Stored data:
* * * * * * *

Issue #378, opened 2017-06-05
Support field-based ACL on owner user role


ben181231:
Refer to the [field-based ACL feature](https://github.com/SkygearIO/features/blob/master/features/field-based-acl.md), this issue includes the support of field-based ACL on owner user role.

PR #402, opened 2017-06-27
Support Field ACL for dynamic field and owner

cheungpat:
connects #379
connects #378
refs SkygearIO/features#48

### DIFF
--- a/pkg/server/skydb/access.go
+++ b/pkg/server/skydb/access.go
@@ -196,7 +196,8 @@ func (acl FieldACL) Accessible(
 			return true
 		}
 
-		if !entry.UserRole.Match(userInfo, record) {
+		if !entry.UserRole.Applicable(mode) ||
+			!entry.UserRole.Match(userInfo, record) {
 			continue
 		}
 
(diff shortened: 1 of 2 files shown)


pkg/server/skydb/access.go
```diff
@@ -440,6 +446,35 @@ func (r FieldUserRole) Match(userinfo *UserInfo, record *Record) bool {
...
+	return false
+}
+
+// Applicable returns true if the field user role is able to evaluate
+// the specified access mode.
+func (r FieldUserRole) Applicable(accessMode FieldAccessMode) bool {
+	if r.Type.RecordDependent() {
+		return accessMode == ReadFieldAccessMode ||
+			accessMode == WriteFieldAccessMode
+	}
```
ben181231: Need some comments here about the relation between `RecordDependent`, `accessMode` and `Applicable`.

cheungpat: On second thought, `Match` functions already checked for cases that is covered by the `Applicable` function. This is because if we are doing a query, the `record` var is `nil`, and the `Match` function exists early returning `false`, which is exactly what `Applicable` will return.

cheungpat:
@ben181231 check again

* * * * * * *

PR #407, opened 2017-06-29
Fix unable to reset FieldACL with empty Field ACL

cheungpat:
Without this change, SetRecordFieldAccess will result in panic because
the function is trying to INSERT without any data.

* * * * * * *

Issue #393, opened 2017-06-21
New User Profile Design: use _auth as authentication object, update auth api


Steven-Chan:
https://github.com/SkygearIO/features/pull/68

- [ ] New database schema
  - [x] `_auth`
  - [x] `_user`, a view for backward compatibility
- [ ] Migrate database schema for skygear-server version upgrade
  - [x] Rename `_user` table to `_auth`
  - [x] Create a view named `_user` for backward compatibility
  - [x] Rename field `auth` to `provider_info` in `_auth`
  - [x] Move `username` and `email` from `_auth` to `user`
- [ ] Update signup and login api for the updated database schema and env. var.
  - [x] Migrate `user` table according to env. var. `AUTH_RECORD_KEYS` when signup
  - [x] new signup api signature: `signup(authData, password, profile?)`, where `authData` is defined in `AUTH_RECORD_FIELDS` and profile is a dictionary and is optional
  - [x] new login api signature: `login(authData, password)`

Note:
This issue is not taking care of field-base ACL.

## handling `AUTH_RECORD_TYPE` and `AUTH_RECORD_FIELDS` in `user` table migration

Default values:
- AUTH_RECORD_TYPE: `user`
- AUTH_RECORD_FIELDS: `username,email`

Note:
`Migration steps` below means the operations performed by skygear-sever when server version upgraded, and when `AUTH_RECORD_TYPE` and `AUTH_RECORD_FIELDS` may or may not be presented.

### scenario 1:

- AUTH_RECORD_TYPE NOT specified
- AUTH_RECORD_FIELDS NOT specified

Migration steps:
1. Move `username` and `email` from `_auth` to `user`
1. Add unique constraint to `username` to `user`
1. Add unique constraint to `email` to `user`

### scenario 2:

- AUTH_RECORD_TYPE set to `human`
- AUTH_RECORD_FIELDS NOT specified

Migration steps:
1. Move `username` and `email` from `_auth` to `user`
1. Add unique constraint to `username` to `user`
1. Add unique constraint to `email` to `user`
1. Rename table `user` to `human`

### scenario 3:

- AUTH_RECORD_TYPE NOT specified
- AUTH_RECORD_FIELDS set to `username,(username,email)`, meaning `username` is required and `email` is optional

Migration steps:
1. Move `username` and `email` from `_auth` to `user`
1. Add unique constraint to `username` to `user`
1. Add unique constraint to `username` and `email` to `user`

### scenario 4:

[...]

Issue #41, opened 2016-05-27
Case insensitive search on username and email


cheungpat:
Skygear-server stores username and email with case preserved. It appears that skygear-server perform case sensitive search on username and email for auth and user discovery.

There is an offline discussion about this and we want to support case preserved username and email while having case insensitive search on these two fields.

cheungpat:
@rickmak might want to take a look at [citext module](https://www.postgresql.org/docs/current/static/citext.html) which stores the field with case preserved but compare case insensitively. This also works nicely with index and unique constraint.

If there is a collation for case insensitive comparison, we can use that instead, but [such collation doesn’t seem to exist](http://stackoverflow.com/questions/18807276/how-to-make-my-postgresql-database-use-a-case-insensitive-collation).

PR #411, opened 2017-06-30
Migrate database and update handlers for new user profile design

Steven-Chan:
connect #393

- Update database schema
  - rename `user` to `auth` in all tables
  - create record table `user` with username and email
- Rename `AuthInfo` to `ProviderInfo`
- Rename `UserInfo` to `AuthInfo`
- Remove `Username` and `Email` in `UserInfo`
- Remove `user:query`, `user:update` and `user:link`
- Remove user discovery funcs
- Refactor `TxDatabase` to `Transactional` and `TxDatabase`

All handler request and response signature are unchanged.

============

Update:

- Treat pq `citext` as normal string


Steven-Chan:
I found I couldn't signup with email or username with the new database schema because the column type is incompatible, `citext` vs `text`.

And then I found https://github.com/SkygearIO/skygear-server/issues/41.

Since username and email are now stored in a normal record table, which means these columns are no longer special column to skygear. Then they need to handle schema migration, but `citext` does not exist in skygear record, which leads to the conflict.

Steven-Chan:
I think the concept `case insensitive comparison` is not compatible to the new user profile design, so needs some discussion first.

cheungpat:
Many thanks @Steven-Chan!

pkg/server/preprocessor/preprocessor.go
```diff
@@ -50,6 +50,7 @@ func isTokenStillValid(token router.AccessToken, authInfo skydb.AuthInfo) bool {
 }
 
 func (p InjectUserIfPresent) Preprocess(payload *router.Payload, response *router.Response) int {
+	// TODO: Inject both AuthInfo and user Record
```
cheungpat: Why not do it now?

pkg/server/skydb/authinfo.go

* * * * * * *

**TASK DIRECTIONS:**
Starting with the line with "Many thanks @Steven-Chan!" above and going on through the line with "pkg/server/skydb/authinfo.go", transcribe every line exactly, both ends included, and add nothing.

**ANSWER TO THE EXERCISE:**
Many thanks @Steven-Chan!

pkg/server/preprocessor/preprocessor.go
```diff
@@ -50,6 +50,7 @@ func isTokenStillValid(token router.AccessToken, authInfo skydb.AuthInfo) bool {
 }
 
 func (p InjectUserIfPresent) Preprocess(payload *router.Payload, response *router.Response) int {
+	// TODO: Inject both AuthInfo and user Record
```
cheungpat: Why not do it now?

pkg/server/skydb/authinfo.go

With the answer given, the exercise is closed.